Exercise requirements: Every line in the records below with the string "tinytuya" needs to be copied out.

Information provided:
PR #525, opened 2024-07-30
Rewrite BulbDevice and rework set_multiple_values()

uzlonewolf:
This is a pretty big rewrite to BulbDevice.  The fact that it connects to the bulb and calls `status()` as soon as the version is set has always bugged me, so now it delays that until a command is sent.  If a user calls `status()` themselves before they send a command then it uses the result from that status call instead of calling it again.

Also included are modifications to core: a caching mechanism has been added so devices can try to use cached DP values instead of making calls to the device, and `set_multiple_values()` has been modified to try and detect devices which fall over if they get sent multiple DPs in a single request.  The caching only works when an active persistent connection is open; closing the connection clears the cache since we won't get notified when DPs change.

To access the cache, call `d.cached_status(nowait)`.  When `nowait=True` then the cached value is returned if it is available or `None` if it is not.  When `nowait=False` then the cached value is returned if it is available or a call to `d.status()` is made if it is not.

BulbDevice now leans on the cache to try and minimize the number of DPs set in `set_white()` and `set_colour()`.  This combined with the `set_multiple_values()` change is to help with bulbs that only accept 1 DP at a time, such as @Anonymouse83's in #504.

Todo: update documentation.

### DIFF
--- a/tinytuya/BulbDevice.py
+++ b/tinytuya/BulbDevice.py
@@ -78,17 +78,23 @@ class BulbDevice(Device):
         "24": "colour",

Answer box:
--- a/tinytuya/BulbDevice.py
+++ b/tinytuya/BulbDevice.py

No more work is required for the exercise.